PR #420, opened 2019-02-19
feat(datasets): use uuid for metadata path

### LINKED ISSUE #417: renku dataset list

jirikuncar:
Changes dataset metadata path to use UUID instead of its name.

--
closes #417

### DIFF
--- a/renku/cli/dataset.py
+++ b/renku/cli/dataset.py
@@ -90,16 +90,18 @@ from ._echo import progressbar
 
 @click.group(invoke_without_command=True)
 @click.option('--datadir', default='data', type=click.Path(dir_okay=True))
-@pass_local_client(clean=True, commit=True)
+@pass_local_client(clean=False, commit=False)
 @click.pass_context
 def dataset(ctx, client, datadir):
     """Handle datasets."""
     ctx.meta['renku.datasets.datadir'] = datadir
-    table = tabulate(
-        client.datasets.values(),
-        headers=["short_id", "name", "authors_csv", "created"],
-    )
-    click.echo(table)
+
+    if ctx.invoked_subcommand is None:
+        table = tabulate(
+            client.datasets.values(),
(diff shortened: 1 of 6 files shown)


renku/cli/dataset.py
```diff
@@ -90,16 +90,18 @@
 
 @click.group(invoke_without_command=True)
 @click.option('--datadir', default='data', type=click.Path(dir_okay=True))
-@pass_local_client(clean=True, commit=True)
+@pass_local_client(clean=False, commit=False)
```
jsam: Does it maybe make more sense to put this as a default value to the pass_local_client definition or would that break to much stuff? Is there a reason why bool should have 3 possible states to handle in this case?

tests/test_cli.py
```diff
@@ -312,7 +312,8 @@ def test_datasets_import(data_file, data_repository, runner, project, client):
     # create a dataset
     result = runner.invoke(cli.cli, ['dataset', 'create', 'dataset'])
     assert result.exit_code == 0
-    assert (client.renku_datasets_path / 'dataset' / client.METADATA).exists()
+    with client.with_dataset('dataset') as dataset:
```
jsam: Are we running pytest in parallel on some environments?

renku/cli/dataset.py
jirikuncar: Eventually, we should unify arguments and defaults on `pass_local_client` and `client.transaction`.

tests/test_cli.py
jirikuncar: You can with `pytest -n=auto`.

jsam: Thanks, I know. :+1: 
I'm just asking generally for environments since I'm too lazy to check .travis.yml. 

Nevermind, I answered myself in meantime. :+1: :smile:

* * *

Count the lines in the listing above that include the word "pytest", and respond with that number alone.

▶ [Solution to the exercise]: 2